## [WHAT IS BEING ASKED]
Lines to return, exactly: from the line with "PR #6502, opened 2026-08-25" to the line with "## Checklist: I" in the entries below, both included.

(Entries taken from a collection)
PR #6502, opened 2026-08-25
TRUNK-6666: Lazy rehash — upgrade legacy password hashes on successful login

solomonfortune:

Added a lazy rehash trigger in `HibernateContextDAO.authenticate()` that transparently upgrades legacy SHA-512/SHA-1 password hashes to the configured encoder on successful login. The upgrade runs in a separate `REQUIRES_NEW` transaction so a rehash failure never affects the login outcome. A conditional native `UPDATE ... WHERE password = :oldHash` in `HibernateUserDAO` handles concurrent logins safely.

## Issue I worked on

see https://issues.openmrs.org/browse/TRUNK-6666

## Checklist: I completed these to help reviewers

...

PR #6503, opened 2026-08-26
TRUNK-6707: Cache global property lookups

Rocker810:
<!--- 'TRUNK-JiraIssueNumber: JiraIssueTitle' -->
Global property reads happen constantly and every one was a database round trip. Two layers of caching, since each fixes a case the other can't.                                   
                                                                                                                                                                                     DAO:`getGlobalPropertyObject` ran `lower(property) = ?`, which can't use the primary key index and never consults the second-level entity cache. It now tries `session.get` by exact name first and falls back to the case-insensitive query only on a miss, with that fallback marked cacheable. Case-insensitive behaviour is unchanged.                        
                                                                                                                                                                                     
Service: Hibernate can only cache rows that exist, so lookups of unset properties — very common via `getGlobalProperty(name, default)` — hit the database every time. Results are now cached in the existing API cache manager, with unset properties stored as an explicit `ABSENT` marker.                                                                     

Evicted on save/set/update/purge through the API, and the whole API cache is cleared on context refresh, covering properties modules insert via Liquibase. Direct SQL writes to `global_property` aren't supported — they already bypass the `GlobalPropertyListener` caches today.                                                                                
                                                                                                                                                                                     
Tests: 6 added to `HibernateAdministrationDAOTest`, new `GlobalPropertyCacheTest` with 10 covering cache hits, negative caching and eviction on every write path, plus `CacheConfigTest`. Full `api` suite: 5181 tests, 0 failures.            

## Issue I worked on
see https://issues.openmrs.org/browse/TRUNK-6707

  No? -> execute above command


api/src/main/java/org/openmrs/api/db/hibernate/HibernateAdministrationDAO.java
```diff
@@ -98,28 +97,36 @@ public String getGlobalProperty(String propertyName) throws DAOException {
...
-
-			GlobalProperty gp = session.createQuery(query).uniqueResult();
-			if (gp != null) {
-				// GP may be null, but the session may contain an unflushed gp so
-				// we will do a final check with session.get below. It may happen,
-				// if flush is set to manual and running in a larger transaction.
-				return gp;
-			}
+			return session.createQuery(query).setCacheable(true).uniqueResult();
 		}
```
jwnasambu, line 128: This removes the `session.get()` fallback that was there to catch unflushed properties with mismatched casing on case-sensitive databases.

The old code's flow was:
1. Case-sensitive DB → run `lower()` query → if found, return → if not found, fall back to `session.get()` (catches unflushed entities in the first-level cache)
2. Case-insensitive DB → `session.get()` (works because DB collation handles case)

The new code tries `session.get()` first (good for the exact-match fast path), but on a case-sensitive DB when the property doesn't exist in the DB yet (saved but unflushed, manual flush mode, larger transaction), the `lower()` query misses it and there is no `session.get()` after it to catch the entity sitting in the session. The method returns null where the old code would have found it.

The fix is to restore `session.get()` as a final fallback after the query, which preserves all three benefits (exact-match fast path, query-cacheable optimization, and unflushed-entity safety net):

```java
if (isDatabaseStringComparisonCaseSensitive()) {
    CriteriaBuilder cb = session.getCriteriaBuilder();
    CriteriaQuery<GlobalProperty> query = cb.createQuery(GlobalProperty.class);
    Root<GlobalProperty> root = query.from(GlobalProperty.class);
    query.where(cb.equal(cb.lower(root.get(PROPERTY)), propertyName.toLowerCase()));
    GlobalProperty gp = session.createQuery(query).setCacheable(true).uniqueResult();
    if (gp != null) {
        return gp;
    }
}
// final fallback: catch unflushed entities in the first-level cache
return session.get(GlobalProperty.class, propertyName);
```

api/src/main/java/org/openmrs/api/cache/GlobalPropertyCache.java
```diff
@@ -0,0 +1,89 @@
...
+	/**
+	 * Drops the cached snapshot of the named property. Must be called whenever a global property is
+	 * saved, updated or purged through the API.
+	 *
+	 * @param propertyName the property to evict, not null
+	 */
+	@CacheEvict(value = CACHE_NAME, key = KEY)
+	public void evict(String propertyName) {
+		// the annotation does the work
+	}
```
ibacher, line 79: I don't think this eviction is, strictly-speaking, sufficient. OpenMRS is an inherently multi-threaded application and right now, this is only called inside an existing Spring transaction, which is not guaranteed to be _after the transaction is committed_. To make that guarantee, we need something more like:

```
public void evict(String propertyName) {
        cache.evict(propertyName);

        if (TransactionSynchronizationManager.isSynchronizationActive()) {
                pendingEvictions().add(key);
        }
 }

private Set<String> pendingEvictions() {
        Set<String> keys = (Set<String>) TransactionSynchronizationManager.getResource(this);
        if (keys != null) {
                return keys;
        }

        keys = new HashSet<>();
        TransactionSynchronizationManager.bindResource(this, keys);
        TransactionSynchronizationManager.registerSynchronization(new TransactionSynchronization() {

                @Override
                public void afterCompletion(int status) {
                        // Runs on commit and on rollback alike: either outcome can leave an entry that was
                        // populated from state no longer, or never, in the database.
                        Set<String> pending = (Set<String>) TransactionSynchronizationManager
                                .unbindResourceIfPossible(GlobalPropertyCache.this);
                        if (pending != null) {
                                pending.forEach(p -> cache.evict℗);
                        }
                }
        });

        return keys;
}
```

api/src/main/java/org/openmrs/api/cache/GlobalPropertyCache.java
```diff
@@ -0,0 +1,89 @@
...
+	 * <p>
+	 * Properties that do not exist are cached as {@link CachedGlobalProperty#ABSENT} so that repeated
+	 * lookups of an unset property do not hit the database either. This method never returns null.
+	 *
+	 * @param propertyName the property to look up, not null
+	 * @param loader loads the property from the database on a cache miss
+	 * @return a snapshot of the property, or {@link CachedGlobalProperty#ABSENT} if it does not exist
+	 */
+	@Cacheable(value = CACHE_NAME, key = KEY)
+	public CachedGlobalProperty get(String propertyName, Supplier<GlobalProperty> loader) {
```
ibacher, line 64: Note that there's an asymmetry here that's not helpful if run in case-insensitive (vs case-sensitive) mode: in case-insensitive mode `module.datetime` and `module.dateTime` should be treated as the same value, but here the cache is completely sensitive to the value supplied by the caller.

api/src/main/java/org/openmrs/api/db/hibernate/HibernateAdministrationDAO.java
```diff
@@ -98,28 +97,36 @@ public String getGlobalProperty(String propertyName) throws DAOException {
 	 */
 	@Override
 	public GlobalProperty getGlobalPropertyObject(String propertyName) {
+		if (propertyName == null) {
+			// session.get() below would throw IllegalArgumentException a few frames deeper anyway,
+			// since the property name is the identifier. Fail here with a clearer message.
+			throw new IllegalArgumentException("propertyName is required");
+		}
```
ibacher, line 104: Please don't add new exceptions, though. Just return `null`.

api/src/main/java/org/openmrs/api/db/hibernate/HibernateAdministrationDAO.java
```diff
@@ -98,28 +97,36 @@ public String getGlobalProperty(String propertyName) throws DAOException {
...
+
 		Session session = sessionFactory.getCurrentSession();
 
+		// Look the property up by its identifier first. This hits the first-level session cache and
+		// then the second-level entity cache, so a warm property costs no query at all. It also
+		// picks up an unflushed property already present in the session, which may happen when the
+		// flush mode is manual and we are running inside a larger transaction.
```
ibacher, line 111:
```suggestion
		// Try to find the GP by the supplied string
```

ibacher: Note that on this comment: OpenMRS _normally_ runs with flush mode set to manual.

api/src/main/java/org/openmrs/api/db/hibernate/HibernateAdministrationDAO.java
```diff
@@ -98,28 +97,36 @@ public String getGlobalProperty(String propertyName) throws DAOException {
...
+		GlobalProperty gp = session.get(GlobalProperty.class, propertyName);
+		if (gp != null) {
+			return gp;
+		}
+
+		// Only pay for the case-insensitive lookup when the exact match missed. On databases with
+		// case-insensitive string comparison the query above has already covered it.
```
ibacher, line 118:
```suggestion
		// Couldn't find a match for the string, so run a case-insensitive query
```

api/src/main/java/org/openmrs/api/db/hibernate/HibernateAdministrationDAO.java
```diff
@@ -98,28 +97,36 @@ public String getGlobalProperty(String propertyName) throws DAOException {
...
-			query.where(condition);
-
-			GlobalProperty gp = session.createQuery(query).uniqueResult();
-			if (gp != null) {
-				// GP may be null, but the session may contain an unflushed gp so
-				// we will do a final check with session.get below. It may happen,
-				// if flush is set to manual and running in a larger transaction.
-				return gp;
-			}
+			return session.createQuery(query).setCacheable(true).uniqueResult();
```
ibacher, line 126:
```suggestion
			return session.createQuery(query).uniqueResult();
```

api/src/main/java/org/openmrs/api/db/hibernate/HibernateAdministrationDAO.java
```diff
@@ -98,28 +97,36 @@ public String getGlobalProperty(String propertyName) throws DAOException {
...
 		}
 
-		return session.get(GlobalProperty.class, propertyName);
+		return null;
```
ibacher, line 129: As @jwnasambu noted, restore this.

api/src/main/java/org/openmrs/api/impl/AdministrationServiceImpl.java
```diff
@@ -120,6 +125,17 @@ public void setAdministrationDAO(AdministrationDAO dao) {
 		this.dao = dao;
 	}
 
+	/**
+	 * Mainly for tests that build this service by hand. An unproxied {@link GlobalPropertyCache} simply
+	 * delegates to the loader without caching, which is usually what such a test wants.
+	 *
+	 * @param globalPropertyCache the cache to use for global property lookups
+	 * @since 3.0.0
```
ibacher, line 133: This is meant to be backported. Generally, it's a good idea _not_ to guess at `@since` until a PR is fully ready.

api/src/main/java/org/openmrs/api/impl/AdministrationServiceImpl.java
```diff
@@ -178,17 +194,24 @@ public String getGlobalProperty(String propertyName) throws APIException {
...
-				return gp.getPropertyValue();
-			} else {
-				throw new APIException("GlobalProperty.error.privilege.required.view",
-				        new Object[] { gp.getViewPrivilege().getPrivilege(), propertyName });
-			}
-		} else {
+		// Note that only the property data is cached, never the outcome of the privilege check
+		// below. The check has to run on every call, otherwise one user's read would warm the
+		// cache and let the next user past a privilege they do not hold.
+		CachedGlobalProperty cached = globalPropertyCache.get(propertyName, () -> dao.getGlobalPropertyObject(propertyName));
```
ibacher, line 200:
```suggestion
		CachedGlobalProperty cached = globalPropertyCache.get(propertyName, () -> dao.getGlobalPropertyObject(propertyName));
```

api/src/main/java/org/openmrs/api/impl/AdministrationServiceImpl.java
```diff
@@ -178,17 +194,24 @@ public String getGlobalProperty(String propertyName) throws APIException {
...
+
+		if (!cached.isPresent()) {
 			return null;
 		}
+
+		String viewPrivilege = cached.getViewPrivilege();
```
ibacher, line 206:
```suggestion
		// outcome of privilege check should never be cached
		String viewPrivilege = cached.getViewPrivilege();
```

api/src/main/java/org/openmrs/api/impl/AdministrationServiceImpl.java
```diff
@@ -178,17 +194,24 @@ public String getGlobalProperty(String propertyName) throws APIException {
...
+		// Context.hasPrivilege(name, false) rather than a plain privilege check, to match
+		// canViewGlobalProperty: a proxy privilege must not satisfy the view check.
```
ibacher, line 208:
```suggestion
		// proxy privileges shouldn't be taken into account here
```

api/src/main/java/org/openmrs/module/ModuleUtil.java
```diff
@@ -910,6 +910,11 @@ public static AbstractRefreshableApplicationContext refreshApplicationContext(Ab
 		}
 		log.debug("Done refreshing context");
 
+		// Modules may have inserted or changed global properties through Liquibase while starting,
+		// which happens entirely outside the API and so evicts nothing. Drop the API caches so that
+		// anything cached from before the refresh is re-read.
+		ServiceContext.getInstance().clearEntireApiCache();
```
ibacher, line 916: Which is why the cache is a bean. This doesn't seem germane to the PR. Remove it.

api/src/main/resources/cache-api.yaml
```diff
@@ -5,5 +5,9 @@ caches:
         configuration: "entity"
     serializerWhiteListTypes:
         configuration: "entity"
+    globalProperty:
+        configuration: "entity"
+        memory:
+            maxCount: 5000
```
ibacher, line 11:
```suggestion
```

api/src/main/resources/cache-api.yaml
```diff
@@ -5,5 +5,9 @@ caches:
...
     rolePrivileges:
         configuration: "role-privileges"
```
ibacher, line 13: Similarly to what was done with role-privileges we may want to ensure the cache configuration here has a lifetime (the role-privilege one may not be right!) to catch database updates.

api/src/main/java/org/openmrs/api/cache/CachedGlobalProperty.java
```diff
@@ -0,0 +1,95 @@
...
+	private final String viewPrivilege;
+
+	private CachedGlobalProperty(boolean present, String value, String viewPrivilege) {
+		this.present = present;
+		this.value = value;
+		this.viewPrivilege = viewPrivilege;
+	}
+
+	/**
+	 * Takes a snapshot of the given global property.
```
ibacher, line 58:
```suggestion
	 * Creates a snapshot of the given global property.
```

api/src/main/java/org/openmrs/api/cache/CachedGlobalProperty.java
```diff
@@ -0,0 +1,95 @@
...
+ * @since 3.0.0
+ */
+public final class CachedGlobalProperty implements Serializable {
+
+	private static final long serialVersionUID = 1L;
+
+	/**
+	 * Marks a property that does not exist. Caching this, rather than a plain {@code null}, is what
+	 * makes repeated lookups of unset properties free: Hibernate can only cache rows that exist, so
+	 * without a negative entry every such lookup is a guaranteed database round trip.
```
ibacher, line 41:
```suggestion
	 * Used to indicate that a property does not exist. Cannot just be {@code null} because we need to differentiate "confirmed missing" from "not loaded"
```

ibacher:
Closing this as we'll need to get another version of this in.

## [RESPONSE TO THIS EXERCISE]
PR #6502, opened 2026-08-25
TRUNK-6666: Lazy rehash — upgrade legacy password hashes on successful login

solomonfortune:

Added a lazy rehash trigger in `HibernateContextDAO.authenticate()` that transparently upgrades legacy SHA-512/SHA-1 password hashes to the configured encoder on successful login. The upgrade runs in a separate `REQUIRES_NEW` transaction so a rehash failure never affects the login outcome. A conditional native `UPDATE ... WHERE password = :oldHash` in `HibernateUserDAO` handles concurrent logins safely.

## Issue I worked on

see https://issues.openmrs.org/browse/TRUNK-6666

## Checklist: I completed these to help reviewers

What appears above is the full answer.